Now that (some) modern cameras have a WiFi function, you can manage them remotely, for instance when taking pictures with a tripod. Both Canon & GoPro have such Apps, and they are very handy.
This is almost as religious as it can get! Yes, really… Of course you can go to Leica or Hasselblad – Most probably wonderful cameras (we have never used one of those), but we do not have 15.000+ € just for the body! Most “ambitioned amateurs” and professional photographers use Canon or Nikon. There are very, very few exceptions! Why? Other brands surely have cameras with great features, but are not coming anywhere near the quality and the stability offered by those two brands. And trust our experience: being in the middle of the Amazonian Rain Forest and seeing your camera giving up is a very, very frustrating moment! We used a Nikon D80 with an AF-S DX Nikkon 18-200mm lens during our Round The World Trip. That was a good camera, there is no doubt about it.
But in our opinion, Canon has three advantages:
- With one glance, you see your complete camera settings. Successful travel photography often depends how fast you adjust your camera. If you are not familiar with your camera when a leopard is speeding off in front of your car – who do you blame?
- We think that colors with Canon are warmer, with Nikon more “metallic”. True, you can correct this in LightRoom, but why bother when you can get them immediately as you wish them to be.
- Canon went the way of stopping the MegaPixel madness. This only reduces the sharpness of the pictures with low light. 20 Mega Pixels is by far enough!
Securing your cameras (and electronics)
Depending on what you have, this might be by far the most expensive and especially the most “desirable” part of your belongings while on the road. So you will want to secure your electronics, no matter if Camera, Computer, Tablet, Smartphone…
- Water, Dust, Shocks
No matter how cautious you are and how much you try to avoid water (heavy rain), dust (when riding dusty roads) and shocks (very bumpy rides) – This will be an issue. Therefore, you should plan to protect your electronics against those – We personally use:
– Computer: Thule hardcover protection
– Camera: AmazonBasic DSLR Protection Bag
– Lenses & Filters: Canon Lenses bags
– External Hard-drives: WickedChili HDDCase
Having all your electronics on your lap in a backpack protects it against shocks during rough bus rides.
- Loss, Theft, …
Rule number one, electronics should be in a small backpack that you have ALWAYS with you while traveling. Don’t be paranoid, in all theses years we ONCE were the target of a scam and lost nothing of any value…

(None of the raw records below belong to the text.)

PR #1161, opened 2017-03-22
Use specific target table for relations when possible

fquffio:
This PR refactors `RelationsBehavior` in a way that uses a specific target table for relations whenever possible.

For instance, if the relation `my_relation` can have only Profiles on the right side, the behavior now creates a BelongsToMany association with `ProfilesTable` — before the association's target was always `ObjectsTable` regardless of the object types allowed on the other side.

At the moment, this works only for relations that accept only one object type on the opposite side. Surely this behavior can be made more clever, but this can be a start. 🙃

### DIFF
--- a/plugins/BEdita/Core/tests/TestCase/Model/Behavior/RelationsBehaviorTest.php
+++ b/plugins/BEdita/Core/tests/TestCase/Model/Behavior/RelationsBehaviorTest.php
@@ -37,6 +37,7 @@ class RelationsBehaviorTest extends TestCase
         'plugin.BEdita/Core.relation_types',
         'plugin.BEdita/Core.objects',
         'plugin.BEdita/Core.profiles',
+        'plugin.BEdita/Core.locations',
     ];
 
     /**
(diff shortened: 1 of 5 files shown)


plugins/BEdita/Core/tests/TestCase/Model/Behavior/RelationsBehaviorTest.php
```diff
@@ -53,10 +55,43 @@ public function testInitialization()
...
+        static::assertSame(2, $Profiles->objectType()->id);
 
         static::assertInstanceOf(BelongsToMany::class, $Documents->association('Test'));
+        static::assertSame('BEdita/Core.Objects', $Documents->association('Test')->className());
         static::assertInstanceOf(BelongsToMany::class, $Documents->association('InverseTest'));
+        static::assertSame('BEdita/Core.Objects', $Documents->association('InverseTest')->className());
         static::assertInstanceOf(BelongsToMany::class, $Profiles->association('InverseTest'));
+        static::assertSame('BEdita/Core.Objects', $Profiles->association('InverseTest')->className());
+        static::assertInstanceOf(BelongsToMany::class, $News->association('AnotherTest'));
+        static::assertSame('BEdita/Core.Locations', $News->association('AnotherTest')->className());
```
batopa: Missing test on inverse with just an object type.

batopa (changes requested):

batopa (approved):

Issue #1148, opened 2017-03-16
Raise Bad Request error on invalid filter in query string


batopa:
When a request is sent with an invalid filter in query string the response should be a `400 Bad Request`

Example

```http
GET /documents?filter[invalid_filter]=tryThis
```

The same error should be raised if the filter is valid but the request can't be satisfied for some reason, for example invalid params

```http
GET /locations?filter[geo][banana]=12,56
```

Other example may be if the database used doesn't support a function implemented in the filter.

batopa:
Closing after PR #1165

PR #1165, opened 2017-03-24
Issue/v4/1148 filters bad request

stefanorosanelli:
This PR solves #1148 

Probably not all possible cases are covered, db version check is not optimal, but main requirements should be fulfilled


plugins/BEdita/Core/src/Model/Action/ListEntitiesAction.php
```diff
@@ -138,6 +140,13 @@ protected function buildFilter(Query $query, array $filter)
 
                 continue;
             }
+
+            // No suitable filter was found
+            //$this->log('Filter not found ' . $key, 'error');
+            throw new BadRequestException([
```
fquffio: I'm not quite sure it is a good idea to raise a `BadRequestException` from within the model layer.

Perhaps I'd prefer a `new \LogicException('...', 400)`. Or, even better, create a custom `BadFilterCallException` that has `400` as its default code.

stefanorosanelli: Agreed, I had same doubt
Probably a custom exception is the best solution
`LogicException` from PHP guide: <<_Exception that represents error in the program logic. This kind of exception should lead directly to a fix in your code._>>

stefanorosanelli: `BadFilterException` has been introduced

fquffio (approved):

PR #1166, opened 2017-03-25
Superpower date ranges 💪🏼💊

fquffio:
This PR adds some utility methods to `DateRanges` entity class. It also fixes an issue with marshalling DateRanges when using a PostgreSQL backend.

### Comparison methods

Methods are introduced to:
- `isBefore()`: check if a date range is before another date range.
- `isAfter()`: check if a date range is after another date range.

In both cases, if the date ranges being compared do overlap, they are considered "not sortable", thus both `isBefore()` and `isAfter()` methods will return `false`.

### Operations on unions of date ranges

Static methods are introduced to:
- `normalize()`: normalize an array of date ranges — sort by start date, merge overlapping date ranges.
- `union()`: compute set union of two or more arrays of date ranges.
- `diff()`: compute [set difference](https://en.wikipedia.org/wiki/Complement_(set_theory)) between two arrays of date ranges. Special thanks to @didoda.

In all cases "[singleton](https://en.wikipedia.org/wiki/Singleton_(mathematics))" date ranges (i.e. date ranges with `end_date === null`) are considered irrelevant when compared to an interval. For instance, computing the relative complement of the interval `[2017-01-01 00:00:00, 2017-01-10 23:59:59]` with respect to the unit set `{2017-01-05 12:00:00}` will have no effect. Doing the opposite (`{2017-01-05 12:00:00} \ [2017-01-01 00:00:00, 2017-01-10 23:59:59]`) will result in an empty set, as well as subtracting two identical unit sets (`{2017-01-05 12:00:00} \ {2017-01-05 12:00:00}`).

### DIFF
--- a/plugins/BEdita/Core/src/Model/Entity/DateRange.php
+++ b/plugins/BEdita/Core/src/Model/Entity/DateRange.php
@@ -51,7 +51,8 @@ class DateRange extends Entity
      * @param \BEdita\Core\Model\Entity\DateRange $dateRange Date Range being compared.
      * @return bool
      */
-    public function isBefore(DateRange $dateRange) {
+    public function isBefore(DateRange $dateRange)
+    {
         return $this->start_date < $dateRange->start_date && ($this->end_date === null || $this->end_date <= $dateRange->start_date);
     }
 
@@ -61,17 +62,19 @@ class DateRange extends Entity
      * @param \BEdita\Core\Model\Entity\DateRange $dateRange Date Range being compared.
      * @return bool
      */
-    public function isAfter(DateRange $dateRange) {
+    public function isAfter(DateRange $dateRange)
+    {
         return $this->start_date > $dateRange->start_date && ($dateRange->end_date === null || $this->start_date >= $dateRange->end_date);
     }
 
     /**
      * Normalize an array of Date Ranges by sorting and joining overlapping Date Ranges.
      *
-     * @param \BEdita\Core\Model\Entity\DateRange[] $dateRanges
+     * @param \BEdita\Core\Model\Entity\DateRange[] $dateRanges Set of Date Ranges.
      * @return \BEdita\Core\Model\Entity\DateRange[]
      */
-    public static function normalize(array $dateRanges) {
+    public static function normalize(array $dateRanges)
+    {
         if (empty($dateRanges)) {
             return [];
         }
@@ -162,7 +165,6 @@ class DateRange extends Entity
 
                     break;
                 }
-
 
                 $dateRange->start_date = $dateRange2->end_date;
 
--- a/plugins/BEdita/Core/src/Model/Entity/DateRange.php
+++ b/plugins/BEdita/Core/src/Model/Entity/DateRange.php
@@ -21,7 +21,7 @@ use Cake\ORM\Entity;
  * @property int $id
  * @property int $object_id
  * @property \Cake\I18n\Time $start_date
- * @property \Cake\I18n\Time $end_date
+ * @property \Cake\I18n\Time|null $end_date
  * @property array $params
  *
  * @property \BEdita\Core\Model\Entity\ObjectEntity $object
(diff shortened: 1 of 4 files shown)


plugins/BEdita/Core/src/Model/Entity/DateRange.php
```diff
@@ -44,4 +44,191 @@ class DateRange extends Entity
...
+     * for this purpose it assumes the same value as `start_date`.
+     *
+     * **Warning**: this method **does not** take `params` into account.
+     *
+     * @param \BEdita\Core\Model\Entity\DateRange $dateRange Date Range being compared.
+     * @return bool
+     */
+    public function isBefore(DateRange $dateRange)
+    {
+        return $this->start_date < $dateRange->start_date && ($this->end_date === null || $this->end_date <= $dateRange->start_date);
```
didoda: What happens if `$dateRange->start_date` is null or entire object `$dateRange` is null? Maybe these cases should be handled too (if not handled elsewhere)

plugins/BEdita/Core/src/Model/Entity/DateRange.php
```diff
@@ -44,4 +44,191 @@ class DateRange extends Entity
...
+     * for this purpose it assumes the same value as `start_date`.
+     *
+     * **Warning**: this method **does not** take `params` into account.
+     *
+     * @param \BEdita\Core\Model\Entity\DateRange $dateRange Date Range being compared.
+     * @return bool
+     */
+    public function isAfter(DateRange $dateRange)
+    {
+        return $this->start_date > $dateRange->start_date && ($dateRange->end_date === null || $this->start_date >= $dateRange->end_date);
```
didoda: Maybe `$dateRange` null and `$dateRange->start_date` null should be handled

plugins/BEdita/Core/src/Model/Entity/DateRange.php
```diff
@@ -44,4 +44,191 @@ class DateRange extends Entity
...
+     *
+     * @param \BEdita\Core\Model\Entity\DateRange[] $dateRanges Set of Date Ranges.
+     * @return \BEdita\Core\Model\Entity\DateRange[]
+     */
+    public static function normalize(array $dateRanges)
+    {
+        if (empty($dateRanges)) {
+            return [];
+        }
+
```
didoda: `$dateRanges` array is expected to be a "not null" date ranges set. Better checking elements before sorting... otherwise calls like `$dateRange->isBefore` or `$dateRange->isAfter` could have unexpected results. Decide whether getting rid of bad data and continue, or throwing an exception or logging.

plugins/BEdita/Core/tests/TestCase/Model/Entity/DateRangeTest.php
```diff
@@ -0,0 +1,652 @@
...
+                [
+                    'start_date' => '2017-01-05',
+                    'end_date' => null,
+                ],
+                [
+                    'start_date' => '2017-01-05',
+                    'end_date' => null,
+                ],
+            ],
+        ];
```
didoda, line 172: sometimes input data can be bad; maybe some "wrong data" tests could be useful. For instance:
```
[ // wrong interval; end_date before start_date
    'start_date' => '2017-01-05',
    'end_date' => '2017-01-04'
],
[ // unhandled or wrong data format
    'start_date' => '01 2017 31', // odd format
    'end_date' => '2017 02 0' // truncated
],
[ // wrong characters for date
    'start_date' => 'p2*0170x0ab',
    'end_date' => '2017 01 20'
],
[ // wrong interval: start_date null not possible (or is it possible?)
    'start_date' => null,
    'end_date' => '2017 01 20'
],
[ // both start_date and end_date null (uh, what then?)
    'start_date' => null,
    'end_date' => null
],
```

plugins/BEdita/Core/tests/TestCase/Model/Entity/DateRangeTest.php
```diff
@@ -0,0 +1,652 @@
...
```
didoda, line 314: extra tests (like in previous comment)?

plugins/BEdita/Core/tests/TestCase/Model/Entity/DateRangeTest.php
```diff
@@ -0,0 +1,652 @@
...
+                    [
+                        'start_date' => '2017-01-20',
+                        'end_date' => null,
+                    ],
+                    [
+                        'start_date' => '2017-02-07',
+                        'end_date' => '2017-02-10',
+                    ],
+                ],
+            ],
```
didoda, line 425: extra tests including malformed data (as in previous comments)? it can be tricky, but useful to understand what happens when data ranges are not well formed (error? data is ignored? etc.)

didoda (commented):
Everything seems fine. Minor changes are suggested, including null data ranges handling in `DataRange` entity and some extra tests for bad data in `DataRangeTest`.
Good tests ensure us that everything is fine like it seems to be ^_^

fquffio:
@didoda Good points. I have added a `DateRange::checkWellFormed(... $dateRanges)` static method that ensures all of the arguments it receives are "valid" date ranges. I have added tests for this method, but I left other tests untouched, as other methods simply call `static::checkWellFormed()` to ensure everything is alright.

plugins/BEdita/Core/tests/TestCase/Model/Entity/DateRangeTest.php
fquffio: Tests with invalid inputs have been added for newly introduced `DateRange::checkWellFormed()` method, thus they should now be redundant here. 🤔  Do you think it would be better to add them anyway?

didoda: Well... if we expect "blocking exception", I don't think adding redundant tests invalid inputs would be necessary. If we expect that bad data are just ignored, than invalid inputs could be useful.

didoda: `checkWellFormed` is blocking... then no redundancy needed.

PR #1641, opened 2019-12-05
Refactor object table hieararchy and behaviors

stefanorosanelli:
This PR adds 

* a new abstract `ObjectsBaseTable` as base class for tables implementing a BEdita object type
* a new `ObjectModel` behavior to load common behaviors

This way new common behaviors can be introduced without any code change in core and plugin object table classes.

### Caveat

* `ObjectsTable` will not extend `ObjectsBaseTable` but simply load `ObjectModel` behavior.
* any new change in `ObjectsBaseTable` should normally be added to `ObjectsTable`

After this change every Table class implementing a BEdita object on a table other than `objects` MUST 
 * extend `ObjectsBaseTable`
 * invoke `$this->extensionOf('Objects');`  (using `'Objects'` or other objects table class) in `initialize()` 

Have a look at `ProfilesTable` for an example

### DIFF
--- a/plugins/BEdita/Core/src/Model/Table/LocationsTable.php
+++ b/plugins/BEdita/Core/src/Model/Table/LocationsTable.php
@@ -13,8 +13,8 @@
 
 namespace BEdita\Core\Model\Table;
 
+use BEdita\Core\Model\Table\ObjectsBaseTable as Table;
 use BEdita\Core\Model\Validation\LocationsValidator;
-use BEdita\Core\ORM\Inheritance\Table;
 
 /**
  * Locations Model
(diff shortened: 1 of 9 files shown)


plugins/BEdita/Core/src/Model/Table/LocationsTable.php
```diff
@@ -51,24 +51,20 @@ public function initialize(array $config)
...
-                'title' => 10,
-                'description' => 7,
-                'body' => 5,
-                'address' => 1,
-                'locality' => 2,
-                'country_name' => 2,
-                'region' => 2,
-            ],
-        ]);
+        if ($this->hasBehavior('Searchable')) {
```
batopa: Maybe not necessary since its parent adds `Searchable` behavior. Isn't it?
In case we could remove the check on behaviors added by `ObjectsBaseTable` in other tables too.

stefanorosanelli: Right, check is not necessary. If for some reasons these behaviors are remove we would have other bad side effects.

batopa (approved):

PR #1649, opened 2020-01-16
Auth user opt-out #1578

### LINKED ISSUE #1578: User Opt-out
API method for a user to opt-out: user will be logged out and permanently deleted as in #1556

stefanorosanelli:
This PR closes #1578 

A new `/auth/optout` endpoint was created in order to definitively be removed as a user from a BE4 Project.

Any user invoking `POST /auth/optout` must pass identification data in request body (via usual methods like classic username/password, OAuth2, OTP, 2FA...). 
If identification is successful:

- user data are completely removed or anonymized - using same logic seen in #1579 
- an `Auth.optout` event is dispatched in order to trigger other actions via plugins

It's up to the client to completely remove access and refresh token from the client app afterwards.

### DIFF
--- a/plugins/BEdita/API/src/Controller/LoginController.php
+++ b/plugins/BEdita/API/src/Controller/LoginController.php
@@ -15,6 +15,7 @@ namespace BEdita\API\Controller;
 
 use BEdita\Core\Model\Action\ChangeCredentialsAction;
 use BEdita\Core\Model\Action\ChangeCredentialsRequestAction;
+use BEdita\Core\Model\Action\GetObjectAction;
 use BEdita\Core\Model\Action\SaveEntityAction;
 use BEdita\Core\Model\Entity\User;
 use Cake\Auth\PasswordHasherFactory;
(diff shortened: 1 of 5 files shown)


plugins/BEdita/API/src/Controller/LoginController.php
```diff
@@ -86,22 +88,81 @@ public function initialize()
...
+        if (!empty($result['authorization_code']) && count($result) === 1) {
+            $meta = ['authorization_code' => $result['authorization_code']];
+        } else {
+            $result = $this->reducedUserData($result);
+            $meta = $this->jwtTokens($result);
+        }
+
+        $this->set('_serialize', []);
+        $this->set('_meta', $meta);
+    }
```
didoda, line 120: minor... function 'paths' could be reduced... i.e.:
```
    public function login(): void
    {
        $this->set('_serialize', []);
        $result = $this->identify();
        // Check if result contains only an authorization code (OTP & 2FA use cases)
        if (!empty($result['authorization_code']) && count($result) === 1) {
            $this->set('_meta', ['authorization_code' => $result['authorization_code']]);
            
            return;
        }
        $result = $this->reducedUserData($result);
        $meta = $this->jwtTokens($result);
        $this->set('_meta', $meta);
    }
```

didoda (approved):

plugins/BEdita/API/src/Controller/LoginController.php
stefanorosanelli: done

PR #1657, opened 2020-02-20
Inverse relation priority

stefanorosanelli:
This PR introduces a more transparent `priority` handling when dealing with inverse relations.

### Problem

When we see related objects or add new ones and we are using an inverse relation we should use `inv_priority` instead of `priority` as desired order.

With an API call like `GET /images/123/media_of` where `media_of` is an inverse relation we see a list objects having in `meta.relation` properties like

```json
 "priority": 2,
 "inv_priority": 1,
 "params": null
```

But we don't know that the real priority used is `inv_priority` and not `priority`.
We should check if this relation name is direct or not.

### Proposed solution

When we list related objects or we set new relations on the API we can always use `priority` to see and set the relation order. 
Internally (via simple switch) we decide to use `inv_priority` in case of inverse relation.

### DIFF
--- a/plugins/BEdita/Core/src/Model/Action/ListRelatedObjectsAction.php
+++ b/plugins/BEdita/Core/src/Model/Action/ListRelatedObjectsAction.php
@@ -95,7 +95,10 @@ class ListRelatedObjectsAction extends ListAssociatedAction
      */
     protected function prepareJoinEntity(EntityInterface $joinData): void
     {
-        if (!$joinData instanceof ObjectRelation || $this->Association->getForeignKey() !== 'right_id') {
+        if (
+            !$joinData instanceof ObjectRelation ||
+            ($this->Association instanceof RelatedTo && !$this->Association->isInverse())
+        ) {
             return;
         }
 
--- a/plugins/BEdita/Core/src/Model/Action/ListRelatedObjectsAction.php
+++ b/plugins/BEdita/Core/src/Model/Action/ListRelatedObjectsAction.php
@@ -13,10 +13,12 @@
 
 namespace BEdita\Core\Model\Action;
 
+use BEdita\Core\Model\Entity\ObjectRelation;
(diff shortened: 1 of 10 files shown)


plugins/BEdita/Core/src/Model/Action/ListRelatedObjectsAction.php
```diff
@@ -83,4 +85,23 @@ protected function buildQuery($primaryKey, array $data, Association $inverseAsso
...
+    /**
+     * Prepare `joinData` entity on ObjectRelation associations.
+     * If relation is inverse switch between `priority`/`inv_priority`.
+     *
+     * @param \Cake\Datasource\EntityInterface $joinData Join data entity.
+     * @return void
+     */
+    protected function prepareJoinEntity(EntityInterface $joinData): void
+    {
+        if (!$joinData instanceof ObjectRelation || $this->Association->getForeignKey() !== 'right_id') {
```
batopa: Maybe we could use `$this->Association instanceof RelatedTo` and add a method as `RelatedTo::isInverse()` that return `$this->Association->getForeignKey() === 'right_id'`

plugins/BEdita/Core/src/Model/Action/UpdateRelatedObjectsAction.php
```diff
@@ -65,4 +68,27 @@ protected function prepareData(array $data)
...
+    /**
+     * Setup `priority` on `_joinData`.
+     * If relation is inverse switch `priority` and `inv_priority`.
+     *
+     * @param array $data Action data.
+     * @return void
+     */
+    protected function setupPriority(array &$data): void
+    {
+        if ($this->Association->getForeignKey() !== 'right_id') {
```
batopa: As above we could have a method in `RelatedTo` association to know if it's an inverse relation.

PR #1659, opened 2020-02-21
Max + 1 as default priority

### LINKED ISSUE #1654: Default priority on relations: max + 1
On object relation creation if no `priority` is set use current max priority +1 as default value, on both directions also for inverse relation.

This will add am initial natural ordering for related objects that can be of course ignored.

We could then add an ordering property like `priority_order` to determine if `priority` should be used in asc or desc order when reading related objects.

stefanorosanelli:
This PR fixes #1654 

`PriorityBehavior` was modified in order to use current max + 1 as `priority` / `inv_priority` value.
New relations will have 1 and not 0 as starting value.

Bonus track:  `RelationshipsPriority` integration test.


plugins/BEdita/Core/src/Model/Table/ObjectRelationsTable.php
```diff
@@ -3,8 +3,11 @@
 
 use BEdita\Core\Model\Validation\Validation;
 use Cake\Database\Schema\TableSchema;
+use Cake\Datasource\EntityInterface;
```
batopa: unused `use` statements.
See below too.

batopa (changes requested):

plugins/BEdita/Core/src/Model/Table/ObjectRelationsTable.php
stefanorosanelli: done

batopa (approved):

Considering the value of our camera equipment, we decided to take out a special insurance for photographers. It costs 2,55% of what we paid for the brand new equipment (cameras, computers, lenses, filters…). True, this is a lot. But no matter what happens, we would be reimbursed the total replacement costs (new devices).
How about all those cables
Yes, you need one charger for your computer, one for your camera, one for your Smartphone, cables to this and that, so you end up with a bunch of them. We have all that stuff stored in a small bag from EagleCreek.